- [Provided entries]
____________________

PR #92, opened 2017-09-11
Add lecture 3

joelostblom:
@QuLogic @lcoome I am involving more people in the reviews, so that @lwjohnst86 doesn't get overloaded =)

PR #95, opened 2017-09-13
Fixed slides script to only build specific lectures

lwjohnst86:
This should the CI error in #92


joelostblom (commented):
Don't quite understand how this works. Will you change the `rmd_files` vector manually when you want to build slides for your lectures?

lwjohnst86:
Yes. Since not everyone wants to create slides, it doesn't make sense to generate slides for every since lecture. This would just increase CI build time.

PR #97, opened 2017-09-14
Add assignment 2

joelostblom:


joelostblom:
The content here is accidentally from the `.md` file instead of the `.Rmd` file.

PR #783, opened 2020-05-20
Switch to a single CI pipeline, instead of one per project

damirault:
Switch to a single CI pipeline, instead of one per project
Each project CI is already building the world, and they are being removed.


weshaggard:
Please ensure we delete the associated pipelines in our devops org as well, assuming you haven't already done so.

PR #788, opened 2020-05-21
Proposal: PLATFORM=(AUTO, WIN32, POSIX, NONE, <custom_lib>), HTTP_TRANSPORT=(NONE, CURL, <custom_lib>)

antkmsft:
Proposal:
* `PLATFORM`=`AUTO` | `WIN32` | `POSIX` | `NONE` | `<custom_lib>`
* `HTTP_TRANSPORT` : `NONE` | `CURL` | `<custom_lib>`

User downloads our repo and builds for Windows, Mac, Linux or FreeBSD (we look at the CMake target platform).
simple command line `cmake . && make` builds SDK with the corresponding `az_win32` or `az_posix`.
It works with minimum knowledge and minimum surprises.
If platform can't be detected (IoT), the implementation that gets picked if you provide no options is  `az_noplatform` - just as it does today.
Also, in the recent related commit we broke the custom PAL implementation scenario. Now, user provide `-DPLATFORM=mylib`, and it also works (no need to provide `-DPLATFORM=USER, -DUSER_PLATFORM_NAME=mylib`).

The default HTTP_TRANSPORT impl is `az_nohttp`, just as today. User can set it to CURL (`-DHTTP_TRANSPORT=CURL`) and we'll build with az_curl, just as today (currently: with `-DTRANSPORT_CURL=ON`).
User can provide their own implementation, the same way as with PAL: `-DHTTP_TRANSPORT=az_beast`.
Users can explicitly provide `NONE`, which is also the default, and it means `az_nohttp`.
Users can provide `AUTO` and then if the target platform is WIN32 or UNIX, we use `az_curl`, and `az_nohttp` otherwise.
I considered making `HTTP_TRANSPORT=AUTO` the default option, but CURL is an external dependency, and making it to build may require additional steps from the customer, and I don't want the default CMake build without any options to ever fail or require additional steps.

____________________

- [Problem to solve] Check each line of the listing above, and copy it if it contains the word "builds".

- [Solution to this problem]
User downloads our repo and builds for Windows, Mac, Linux or FreeBSD (we look at the CMake target platform).
simple command line `cmake . && make` builds SDK with the corresponding `az_win32` or `az_posix`.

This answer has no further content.